- **TASK DIRECTIONS**
For the entries below, say how many lines include the word "failed" and add nothing else.

- **DATA IN THIS EXERCISE**
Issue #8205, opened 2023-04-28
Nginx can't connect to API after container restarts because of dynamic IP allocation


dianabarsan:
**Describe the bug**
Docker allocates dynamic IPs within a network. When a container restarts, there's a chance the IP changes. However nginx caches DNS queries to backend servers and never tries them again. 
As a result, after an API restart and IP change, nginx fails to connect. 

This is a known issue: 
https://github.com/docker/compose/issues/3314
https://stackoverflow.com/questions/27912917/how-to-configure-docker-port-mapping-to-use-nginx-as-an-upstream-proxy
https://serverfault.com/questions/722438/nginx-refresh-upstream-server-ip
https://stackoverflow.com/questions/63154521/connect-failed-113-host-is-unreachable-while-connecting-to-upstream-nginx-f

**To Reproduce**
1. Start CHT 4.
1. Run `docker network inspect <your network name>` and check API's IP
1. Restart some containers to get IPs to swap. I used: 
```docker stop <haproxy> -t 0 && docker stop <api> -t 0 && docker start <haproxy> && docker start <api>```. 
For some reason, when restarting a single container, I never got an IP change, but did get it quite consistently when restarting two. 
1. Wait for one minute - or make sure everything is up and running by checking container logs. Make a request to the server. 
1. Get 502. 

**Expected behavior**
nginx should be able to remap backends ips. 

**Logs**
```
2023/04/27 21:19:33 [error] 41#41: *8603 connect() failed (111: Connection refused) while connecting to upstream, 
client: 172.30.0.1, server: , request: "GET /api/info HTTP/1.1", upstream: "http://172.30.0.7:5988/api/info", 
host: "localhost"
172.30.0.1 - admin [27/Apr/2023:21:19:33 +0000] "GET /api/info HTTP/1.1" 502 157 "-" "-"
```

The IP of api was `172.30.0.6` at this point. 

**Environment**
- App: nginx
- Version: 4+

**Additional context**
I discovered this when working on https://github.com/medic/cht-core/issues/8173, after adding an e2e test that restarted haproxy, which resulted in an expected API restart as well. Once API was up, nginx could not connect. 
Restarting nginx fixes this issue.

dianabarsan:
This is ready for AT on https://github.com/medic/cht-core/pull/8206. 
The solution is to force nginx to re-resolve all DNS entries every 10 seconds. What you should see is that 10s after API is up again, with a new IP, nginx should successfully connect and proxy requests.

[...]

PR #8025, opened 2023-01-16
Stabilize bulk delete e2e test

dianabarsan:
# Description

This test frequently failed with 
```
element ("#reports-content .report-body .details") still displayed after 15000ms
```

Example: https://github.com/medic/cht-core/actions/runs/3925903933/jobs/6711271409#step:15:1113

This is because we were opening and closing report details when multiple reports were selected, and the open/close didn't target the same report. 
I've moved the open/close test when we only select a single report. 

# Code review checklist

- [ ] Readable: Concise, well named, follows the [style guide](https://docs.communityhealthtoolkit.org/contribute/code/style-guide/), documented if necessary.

- **OUTPUT OF THE TASK**
3